Published in final edited form as: Sci Transl Med. 2021 Mar 24;13(586):eabd6737. doi: 10.1126/scitranslmed.abd6737

Fig. 6. FDA-approved sialidase inhibitor oseltamivir blocks AMR-mediated platelet clearance and protects against SA bacteremia.

Fig. 6.

(A) St3gal4−/− mice that have decreased platelet sialylation and thrombocytopenia show accelerated mortality upon SA bloodstream infection (n = 10 per group). (B) circulating platelet count 4 h after IV SA challenge in WT vs.
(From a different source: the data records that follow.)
PR #6993, opened 2024-12-24
Applying config background color immediately

pavle-goloskokovic:
This PR makes an improvement/fixes a bug:

Currently background color is rendered on first render call and not immediately upon renderer creation.

This causes a brief but noticeable "flash" of black canvas which lasts from game creation to first render call.

This PR introduces logic to apply background color on renderer initialization, both for Canvas and WebGL.

It also fixes a bug for Canvas renderer where `transparent` setting was not being copied from game to renderer config, but was being used.

### DIFF
--- a/src/renderer/canvas/CanvasRenderer.js
+++ b/src/renderer/canvas/CanvasRenderer.js
@@ -14,6 +14,7 @@ var Events = require('../events');
 var GetBlendModes = require('./utils/GetBlendModes');
 var ScaleEvents = require('../../scale/events');
 var TextureEvents = require('../../textures/events');
+var GameEvents = require('../../core/events');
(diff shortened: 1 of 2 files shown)


photonstorm:
You're the first person to notice this in 10 years 😅 I don't mind merging this, but I'd question what's going on in the game code to make it take > 60ms between the addition of the canvas to the dom, to the first render step.

pavle-goloskokovic:
Took me 10 years to notice 😅

I have a boot scene which applies some global settings and starts preload scene from its create method. I guess it takes 3-4 ticks to get from canvas creation to preload scene rendering, taking ~50-65ms of black canvas, which I noticed while working on preloading animation :)

PR #6994, opened 2024-12-24
Mouse events for unlocking Web Audio

pavle-goloskokovic:
This PR makes an improvement:

Added `mousedown` and `mouseup` event listeners for unlocking Web Audio. Both events occur before existing `click` event, allowing for earlier audio unlocking on devices that use mouse.

### DIFF
--- a/src/sound/webaudio/WebAudioSoundManager.js
+++ b/src/sound/webaudio/WebAudioSoundManager.js
@@ -81,13 +81,16 @@ var WebAudioSoundManager = new Class({
 
         BaseSoundManager.call(this, game);
 
-        if (this.locked && game.isBooted)
+        if (this.locked)
         {
-            this.unlock();
-        }
-        else
-        {
-            game.events.once(GameEvents.BOOT, this.unlock, this);
+            if (game.isBooted)
+            {
+                this.unlock();
+            }
+            else
+            {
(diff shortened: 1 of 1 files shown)


photonstorm:
If we add those I don't see the need to keep the `click` event at all. Can anyone think of one?

pavle-goloskokovic:
> If we add those I don't see the need to keep the `click` event at all. Can anyone think of one?

Technically we don't need `mouseup` and `touchend` if `mousedown` and `touchstart` work.

But it depends on browser vendors which user gestures they perceive as valid for resuming audio context. And we don't have control over it or insight into specific browser implementations.

`click` also occurs on mobile, where not all `touchstart` and `touchend` are valid user gestures (like when part of a swipe or a scroll).

I would say that we are safe to remove `click` listener, but would keep it in to cover some potential edge cases, and have audio unlocked as soon as possible.

photonstorm:
`mouseup` and `touchend` are there because the event may have started outside of the canvas but completes while over it.

pavle-goloskokovic:
Makes sense. I removed `click` handlers and updated `locked` condition to only depend on audio context state. Also fixed condition for invoking `unlock` method.

photonstorm:
👍

PR #7009, opened 2025-01-15
Prevent hanging timer events with repeat

### LINKED ISSUE #7004: A TimerEvent with a delay of 0 and repeat of -1 causes an infinite loop
## Version

* Phaser Version: 3.86.0

* Operating system: Windows

* Browser: Chrome

## Description

Setting the delay property to 0 and the repeat property to -1 in an TimerEvent causes an infinite loop.

## Example Test Code

Note - the following code will cause your browser tab to lock up.
```
export default class TimerEventDelayIssue extends Phaser.Scene {
  create() {
    this.time.addEvent({
      delay: 0,
      callback: () => console.log('timer event callback'),
      repeat: -1
    });
  }
}
```

## Additional Information

Prior to Phaser ~3.60, using a delay value of 0 seemed to be a way to "allow this to run every frame." Post Phaser 3.60, there seems to be logic to make sure the callback gets called (on average) once every `delay` value. So the callback might get called multiple times per frame. This happens [here](https://github.com/phaserjs/phaser/blob/v3.86.0/src/time/Clock.js#L400) in the Clock.js file. There is some logic in the [TimerEvent `reset` function](https://github.com/phaserjs/phaser/blob/v3.86.0/src/time/TimerEvent.js#L193) to check for delay of 0 and loop/repeats, but it doesn't check for `repeat === -1`. I think it may make more sense for the check to be in `Clock.js`, in the `update` loop - something like this:
```
// Very short delay
if (remainder >= event.delay && event.delay > 0)
{
  while ((remainder >= event.delay) && (event.repeatCount > 0))
  {
    if (event.callback)
    {
      event.callback.apply(event.callbackScope, event.args);
    }

    remainder -= event.delay;
    event.repeatCount--;
  }
}
```
This allows you to have repeating frame based events just like you could in Phaser 3.55.2, while also protecting against delays that are 0 to prevent infinite loops. The check in `TimerEvent.js` could then be removed since it would be a valid config again.

samme:
This PR

* Fixes a bug

I improved the check in `TimerEvent#reset()` and added a check in `Clock#addEvent()`.

Fixes #7004.

### DIFF
--- a/src/time/Clock.js
+++ b/src/time/Clock.js
@@ -197,6 +197,11 @@ var Clock = new Class({
             event.elapsed = event.startAt;
             event.hasDispatched = false;
             event.repeatCount = (event.repeat === -1 || event.loop) ? 999999999999 : event.repeat;
+
+            if (event.delay <= 0 && event.repeatCount > 0)
+            {
+                throw new Error('TimerEvent infinite loop created via zero delay');
+            }
         }
         else
         {
--- a/src/time/TimerEvent.js
+++ b/src/time/TimerEvent.js
@@ -188,7 +188,7 @@ var TimerEvent = new Class({
         this.hasDispatched = false;
         this.repeatCount = (this.repeat === -1 || this.loop) ? 999999999999 : this.repeat;
 
-        if (this.delay === 0 && (this.repeat > 0 || this.loop))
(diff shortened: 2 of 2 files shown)


zekeatchan:
Thanks @samme for the PR. It has been merged with the `master` branch.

St3gal4−/− mice (n = 10 per group). (C) Platelets isolated from Asgr2−/− mice treated with or without oseltamavir and infected with MRSA were assessed for RCA-1 lectin binding. (D) C57/Bl6 mice were treated with oseltamavir (n = 6) or PBS control (n = 5) and infected with WT SA by intraperitoneal injection. Blood was harvested 24 h after infection and platelet counts collected. (E) 8-day mortality study conducted on C57/Bl6 mice treated with DANA (n = 16), oseltamavir (n = 16), or PBS control (n = 16). Statistical significance was determined by unpaired two-tailed Student’s t-test (B), two-way ANOVA with Bonferroni’s multiple comparisons posttest (C,D), or Log-rank (Mantel-Cox) Test (A,E). For floating bar graphs, + denotes the mean, whiskers represent min. to max, and floating box represents 25th to 75th percentile. Unless otherwise stated, *P < 0.05, **P < 0.005. PBS, phosphate buffered saline; ns, not significant.